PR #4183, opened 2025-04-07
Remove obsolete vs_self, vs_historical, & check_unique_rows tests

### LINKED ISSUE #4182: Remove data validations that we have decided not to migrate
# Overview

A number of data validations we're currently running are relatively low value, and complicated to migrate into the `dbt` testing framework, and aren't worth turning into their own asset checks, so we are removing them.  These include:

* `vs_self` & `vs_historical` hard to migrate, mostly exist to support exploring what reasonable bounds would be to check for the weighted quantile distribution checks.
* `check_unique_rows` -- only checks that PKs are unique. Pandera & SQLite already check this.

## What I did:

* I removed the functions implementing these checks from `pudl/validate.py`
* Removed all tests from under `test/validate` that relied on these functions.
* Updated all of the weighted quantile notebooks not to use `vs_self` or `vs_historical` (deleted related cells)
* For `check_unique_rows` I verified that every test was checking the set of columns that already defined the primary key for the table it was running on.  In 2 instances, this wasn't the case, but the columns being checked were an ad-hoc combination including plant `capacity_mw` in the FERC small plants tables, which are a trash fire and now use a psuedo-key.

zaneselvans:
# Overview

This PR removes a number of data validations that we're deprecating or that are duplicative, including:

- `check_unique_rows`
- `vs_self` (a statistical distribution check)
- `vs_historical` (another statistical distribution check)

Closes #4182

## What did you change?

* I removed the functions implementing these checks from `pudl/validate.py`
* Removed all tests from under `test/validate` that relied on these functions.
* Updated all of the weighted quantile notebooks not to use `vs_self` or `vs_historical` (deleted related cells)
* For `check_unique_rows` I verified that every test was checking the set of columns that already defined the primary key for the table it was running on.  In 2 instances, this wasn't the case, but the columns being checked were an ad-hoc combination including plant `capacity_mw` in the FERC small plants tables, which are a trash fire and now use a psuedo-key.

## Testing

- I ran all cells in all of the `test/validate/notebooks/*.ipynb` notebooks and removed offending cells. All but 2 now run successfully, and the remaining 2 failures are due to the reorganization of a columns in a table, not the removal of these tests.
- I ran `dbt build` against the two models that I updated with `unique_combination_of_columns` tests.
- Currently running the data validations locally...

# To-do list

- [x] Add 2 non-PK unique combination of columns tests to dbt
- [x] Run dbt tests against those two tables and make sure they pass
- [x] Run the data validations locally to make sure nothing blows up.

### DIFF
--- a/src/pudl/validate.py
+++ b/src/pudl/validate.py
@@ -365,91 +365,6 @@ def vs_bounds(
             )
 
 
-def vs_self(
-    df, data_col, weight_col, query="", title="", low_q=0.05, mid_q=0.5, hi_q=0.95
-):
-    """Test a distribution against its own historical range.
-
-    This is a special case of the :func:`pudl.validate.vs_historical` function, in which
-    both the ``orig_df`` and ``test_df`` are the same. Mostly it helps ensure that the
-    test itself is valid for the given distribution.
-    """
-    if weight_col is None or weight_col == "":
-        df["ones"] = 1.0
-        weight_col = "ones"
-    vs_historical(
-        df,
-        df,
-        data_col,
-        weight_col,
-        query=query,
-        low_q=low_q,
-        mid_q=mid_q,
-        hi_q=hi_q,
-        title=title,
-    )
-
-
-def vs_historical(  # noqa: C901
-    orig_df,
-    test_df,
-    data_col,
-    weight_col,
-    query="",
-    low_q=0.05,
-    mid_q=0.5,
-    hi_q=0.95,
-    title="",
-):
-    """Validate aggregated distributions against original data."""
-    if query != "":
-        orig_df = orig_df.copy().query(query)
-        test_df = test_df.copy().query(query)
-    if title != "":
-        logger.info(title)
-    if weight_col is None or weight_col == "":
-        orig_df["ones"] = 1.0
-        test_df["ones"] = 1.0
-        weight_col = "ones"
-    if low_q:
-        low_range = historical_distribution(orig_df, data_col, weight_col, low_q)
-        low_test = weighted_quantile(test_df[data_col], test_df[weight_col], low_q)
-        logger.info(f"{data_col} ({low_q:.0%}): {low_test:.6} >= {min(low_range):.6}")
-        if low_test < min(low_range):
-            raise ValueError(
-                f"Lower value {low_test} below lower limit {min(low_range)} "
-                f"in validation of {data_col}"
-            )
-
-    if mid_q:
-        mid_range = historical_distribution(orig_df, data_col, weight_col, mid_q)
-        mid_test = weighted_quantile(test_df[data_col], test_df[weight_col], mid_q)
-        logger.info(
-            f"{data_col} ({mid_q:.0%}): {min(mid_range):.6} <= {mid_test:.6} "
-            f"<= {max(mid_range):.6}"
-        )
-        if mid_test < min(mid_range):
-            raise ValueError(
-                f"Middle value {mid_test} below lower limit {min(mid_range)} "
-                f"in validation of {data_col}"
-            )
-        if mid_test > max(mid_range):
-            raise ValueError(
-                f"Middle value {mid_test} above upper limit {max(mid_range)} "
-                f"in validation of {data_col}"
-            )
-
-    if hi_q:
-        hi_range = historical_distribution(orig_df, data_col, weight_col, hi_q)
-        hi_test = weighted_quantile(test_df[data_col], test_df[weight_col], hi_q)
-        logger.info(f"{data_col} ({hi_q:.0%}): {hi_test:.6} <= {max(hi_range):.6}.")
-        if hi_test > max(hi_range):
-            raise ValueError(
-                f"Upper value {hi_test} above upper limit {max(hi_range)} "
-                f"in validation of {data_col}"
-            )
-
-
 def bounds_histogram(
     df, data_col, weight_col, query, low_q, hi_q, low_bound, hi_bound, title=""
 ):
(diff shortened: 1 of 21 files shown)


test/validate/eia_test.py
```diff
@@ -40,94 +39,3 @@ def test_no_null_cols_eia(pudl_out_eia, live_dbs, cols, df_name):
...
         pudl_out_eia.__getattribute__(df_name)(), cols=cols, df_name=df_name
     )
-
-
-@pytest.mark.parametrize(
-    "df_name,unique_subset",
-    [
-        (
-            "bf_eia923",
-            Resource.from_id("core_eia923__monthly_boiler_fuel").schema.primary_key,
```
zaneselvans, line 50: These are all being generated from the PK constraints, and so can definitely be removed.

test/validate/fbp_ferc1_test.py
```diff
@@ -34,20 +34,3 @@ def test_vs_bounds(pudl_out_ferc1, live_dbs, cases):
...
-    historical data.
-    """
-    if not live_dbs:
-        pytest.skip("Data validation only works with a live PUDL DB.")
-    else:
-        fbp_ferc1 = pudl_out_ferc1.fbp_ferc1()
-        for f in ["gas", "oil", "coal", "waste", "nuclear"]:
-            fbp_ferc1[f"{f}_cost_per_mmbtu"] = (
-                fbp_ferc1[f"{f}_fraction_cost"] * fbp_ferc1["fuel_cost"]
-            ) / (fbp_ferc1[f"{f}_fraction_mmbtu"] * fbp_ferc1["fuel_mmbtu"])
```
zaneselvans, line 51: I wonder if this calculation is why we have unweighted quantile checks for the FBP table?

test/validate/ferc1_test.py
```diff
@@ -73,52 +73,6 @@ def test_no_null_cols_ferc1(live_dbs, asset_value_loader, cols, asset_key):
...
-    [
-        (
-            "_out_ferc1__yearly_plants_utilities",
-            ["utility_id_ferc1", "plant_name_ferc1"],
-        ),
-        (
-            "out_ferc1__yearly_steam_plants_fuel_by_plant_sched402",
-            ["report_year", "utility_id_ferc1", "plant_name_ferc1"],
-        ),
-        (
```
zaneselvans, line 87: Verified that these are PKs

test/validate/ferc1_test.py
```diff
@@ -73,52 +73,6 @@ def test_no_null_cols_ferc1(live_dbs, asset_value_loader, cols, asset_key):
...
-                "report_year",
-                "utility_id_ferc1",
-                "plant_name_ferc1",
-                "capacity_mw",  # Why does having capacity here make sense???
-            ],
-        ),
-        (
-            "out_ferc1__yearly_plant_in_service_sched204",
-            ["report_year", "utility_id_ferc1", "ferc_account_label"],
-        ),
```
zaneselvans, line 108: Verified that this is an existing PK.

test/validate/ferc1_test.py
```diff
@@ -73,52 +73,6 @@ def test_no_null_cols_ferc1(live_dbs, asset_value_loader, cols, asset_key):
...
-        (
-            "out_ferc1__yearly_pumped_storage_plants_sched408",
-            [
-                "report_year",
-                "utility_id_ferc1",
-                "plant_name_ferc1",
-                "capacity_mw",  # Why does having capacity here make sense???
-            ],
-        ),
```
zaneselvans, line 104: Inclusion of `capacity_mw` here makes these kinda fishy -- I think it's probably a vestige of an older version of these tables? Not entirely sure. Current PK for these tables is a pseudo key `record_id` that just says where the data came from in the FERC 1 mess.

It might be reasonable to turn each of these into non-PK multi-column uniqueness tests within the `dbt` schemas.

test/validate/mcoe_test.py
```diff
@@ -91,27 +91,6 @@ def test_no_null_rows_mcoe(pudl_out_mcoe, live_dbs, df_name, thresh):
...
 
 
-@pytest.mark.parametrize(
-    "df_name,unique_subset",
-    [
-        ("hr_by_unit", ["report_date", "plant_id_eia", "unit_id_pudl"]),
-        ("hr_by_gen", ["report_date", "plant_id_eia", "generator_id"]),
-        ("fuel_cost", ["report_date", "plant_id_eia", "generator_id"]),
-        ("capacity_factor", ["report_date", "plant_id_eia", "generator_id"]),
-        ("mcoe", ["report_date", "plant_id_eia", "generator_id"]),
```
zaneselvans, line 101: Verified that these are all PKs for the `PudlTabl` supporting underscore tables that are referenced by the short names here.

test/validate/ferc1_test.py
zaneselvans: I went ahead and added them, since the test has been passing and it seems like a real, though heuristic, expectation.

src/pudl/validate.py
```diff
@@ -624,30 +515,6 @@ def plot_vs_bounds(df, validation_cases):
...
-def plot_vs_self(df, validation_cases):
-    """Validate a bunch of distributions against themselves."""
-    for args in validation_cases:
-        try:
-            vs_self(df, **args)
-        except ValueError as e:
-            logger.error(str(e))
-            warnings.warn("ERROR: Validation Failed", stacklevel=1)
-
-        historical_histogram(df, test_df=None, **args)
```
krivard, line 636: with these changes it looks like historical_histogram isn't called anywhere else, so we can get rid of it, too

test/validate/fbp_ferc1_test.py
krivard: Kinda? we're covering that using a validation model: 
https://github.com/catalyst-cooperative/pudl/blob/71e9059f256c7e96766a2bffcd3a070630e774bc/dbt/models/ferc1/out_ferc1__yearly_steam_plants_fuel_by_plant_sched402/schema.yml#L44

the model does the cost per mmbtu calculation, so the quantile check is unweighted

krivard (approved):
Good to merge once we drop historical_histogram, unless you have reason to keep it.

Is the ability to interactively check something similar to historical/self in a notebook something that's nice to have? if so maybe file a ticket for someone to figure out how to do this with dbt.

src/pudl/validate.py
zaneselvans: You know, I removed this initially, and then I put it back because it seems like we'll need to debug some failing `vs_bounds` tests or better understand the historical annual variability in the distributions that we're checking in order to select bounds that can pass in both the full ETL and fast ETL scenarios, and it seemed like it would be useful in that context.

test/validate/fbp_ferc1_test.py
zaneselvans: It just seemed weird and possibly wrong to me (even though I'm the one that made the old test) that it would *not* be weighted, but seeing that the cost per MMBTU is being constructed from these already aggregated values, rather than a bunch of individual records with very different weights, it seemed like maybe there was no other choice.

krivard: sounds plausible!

※ ※ ※

● **What is being asked**
The number of lines in this listing that hold "tests" is the only answer required.

● **Completed exercise**
9